(Collected data)
⟨

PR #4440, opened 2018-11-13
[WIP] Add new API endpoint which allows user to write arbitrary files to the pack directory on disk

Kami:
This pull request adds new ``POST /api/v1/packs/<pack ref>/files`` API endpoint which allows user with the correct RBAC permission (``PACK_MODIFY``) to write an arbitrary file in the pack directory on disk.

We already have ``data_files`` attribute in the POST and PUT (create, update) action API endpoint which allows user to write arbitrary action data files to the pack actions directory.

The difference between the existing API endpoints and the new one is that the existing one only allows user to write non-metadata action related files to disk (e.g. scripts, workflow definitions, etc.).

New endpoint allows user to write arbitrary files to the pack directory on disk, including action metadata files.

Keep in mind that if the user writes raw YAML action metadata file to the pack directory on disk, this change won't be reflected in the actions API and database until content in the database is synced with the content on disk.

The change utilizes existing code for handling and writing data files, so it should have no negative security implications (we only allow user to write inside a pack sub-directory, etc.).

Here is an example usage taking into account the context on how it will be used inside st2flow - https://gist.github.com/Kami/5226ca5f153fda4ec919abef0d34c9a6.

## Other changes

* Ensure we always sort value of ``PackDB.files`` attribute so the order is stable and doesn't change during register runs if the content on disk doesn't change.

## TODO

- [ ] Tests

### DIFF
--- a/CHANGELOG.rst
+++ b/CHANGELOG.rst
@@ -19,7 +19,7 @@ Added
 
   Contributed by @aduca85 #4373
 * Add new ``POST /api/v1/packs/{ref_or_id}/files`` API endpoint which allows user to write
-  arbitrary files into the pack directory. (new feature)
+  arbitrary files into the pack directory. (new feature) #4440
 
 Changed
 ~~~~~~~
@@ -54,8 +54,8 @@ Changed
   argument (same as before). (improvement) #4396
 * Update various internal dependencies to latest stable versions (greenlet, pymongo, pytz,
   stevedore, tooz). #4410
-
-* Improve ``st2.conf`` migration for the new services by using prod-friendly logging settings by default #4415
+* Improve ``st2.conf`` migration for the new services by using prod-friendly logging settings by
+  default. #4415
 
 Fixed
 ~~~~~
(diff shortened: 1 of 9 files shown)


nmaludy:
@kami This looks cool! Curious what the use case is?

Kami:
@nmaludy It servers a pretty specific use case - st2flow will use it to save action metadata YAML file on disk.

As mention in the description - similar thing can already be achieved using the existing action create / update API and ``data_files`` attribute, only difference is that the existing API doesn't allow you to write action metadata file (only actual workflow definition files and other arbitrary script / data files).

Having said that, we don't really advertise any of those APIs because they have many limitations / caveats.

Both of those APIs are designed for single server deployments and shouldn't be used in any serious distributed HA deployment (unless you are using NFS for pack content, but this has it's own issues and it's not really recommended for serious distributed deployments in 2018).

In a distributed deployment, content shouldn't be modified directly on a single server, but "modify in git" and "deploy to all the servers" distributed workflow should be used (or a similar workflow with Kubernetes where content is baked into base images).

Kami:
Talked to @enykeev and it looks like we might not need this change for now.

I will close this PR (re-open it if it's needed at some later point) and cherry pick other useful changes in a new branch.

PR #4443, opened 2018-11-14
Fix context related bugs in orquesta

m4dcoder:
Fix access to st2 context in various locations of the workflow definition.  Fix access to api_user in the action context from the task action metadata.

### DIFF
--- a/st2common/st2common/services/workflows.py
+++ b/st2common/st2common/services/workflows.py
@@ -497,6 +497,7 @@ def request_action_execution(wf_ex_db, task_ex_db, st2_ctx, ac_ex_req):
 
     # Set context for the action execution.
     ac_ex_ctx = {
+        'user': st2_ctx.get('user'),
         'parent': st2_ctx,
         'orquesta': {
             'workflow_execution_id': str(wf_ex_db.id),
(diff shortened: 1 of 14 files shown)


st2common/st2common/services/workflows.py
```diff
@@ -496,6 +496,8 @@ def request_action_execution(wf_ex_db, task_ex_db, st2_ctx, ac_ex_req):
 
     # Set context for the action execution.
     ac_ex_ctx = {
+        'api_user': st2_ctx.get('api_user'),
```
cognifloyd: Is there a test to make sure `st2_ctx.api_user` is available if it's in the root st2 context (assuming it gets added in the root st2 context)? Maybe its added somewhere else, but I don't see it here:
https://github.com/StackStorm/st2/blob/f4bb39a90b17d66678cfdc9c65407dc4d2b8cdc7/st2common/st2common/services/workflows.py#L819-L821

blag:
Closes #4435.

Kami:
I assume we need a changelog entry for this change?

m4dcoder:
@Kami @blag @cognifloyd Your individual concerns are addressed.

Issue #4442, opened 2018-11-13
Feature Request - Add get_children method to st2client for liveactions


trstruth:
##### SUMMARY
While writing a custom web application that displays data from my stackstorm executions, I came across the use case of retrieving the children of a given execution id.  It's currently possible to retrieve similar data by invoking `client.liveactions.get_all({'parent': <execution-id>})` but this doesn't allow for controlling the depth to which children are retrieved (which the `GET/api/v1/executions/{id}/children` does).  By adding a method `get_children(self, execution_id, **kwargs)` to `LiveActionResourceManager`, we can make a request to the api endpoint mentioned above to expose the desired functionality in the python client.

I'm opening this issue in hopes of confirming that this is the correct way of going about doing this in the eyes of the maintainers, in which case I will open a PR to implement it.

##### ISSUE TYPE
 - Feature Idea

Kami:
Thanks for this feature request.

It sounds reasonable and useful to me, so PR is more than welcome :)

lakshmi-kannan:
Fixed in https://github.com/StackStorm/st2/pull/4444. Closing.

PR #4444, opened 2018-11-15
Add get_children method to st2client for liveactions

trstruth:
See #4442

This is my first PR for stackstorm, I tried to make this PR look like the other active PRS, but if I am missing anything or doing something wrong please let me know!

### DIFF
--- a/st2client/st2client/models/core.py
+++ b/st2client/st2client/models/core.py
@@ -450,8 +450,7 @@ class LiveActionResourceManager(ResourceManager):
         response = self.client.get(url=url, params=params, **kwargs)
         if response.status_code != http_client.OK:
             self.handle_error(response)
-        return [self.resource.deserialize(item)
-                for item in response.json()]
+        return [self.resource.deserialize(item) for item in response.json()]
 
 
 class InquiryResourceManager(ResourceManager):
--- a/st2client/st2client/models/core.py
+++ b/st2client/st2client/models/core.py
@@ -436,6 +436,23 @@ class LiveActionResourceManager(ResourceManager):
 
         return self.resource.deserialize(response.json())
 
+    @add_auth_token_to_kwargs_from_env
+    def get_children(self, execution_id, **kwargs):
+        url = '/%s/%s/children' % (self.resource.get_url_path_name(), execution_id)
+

⟩

_What you will do:_ In the entries above, find each line with the word "github" and show it.

_Task result:_
Here is an example usage taking into account the context on how it will be used inside st2flow - https://gist.github.com/Kami/5226ca5f153fda4ec919abef0d34c9a6.
https://github.com/StackStorm/st2/blob/f4bb39a90b17d66678cfdc9c65407dc4d2b8cdc7/st2common/st2common/services/workflows.py#L819-L821
Fixed in https://github.com/StackStorm/st2/pull/4444. Closing.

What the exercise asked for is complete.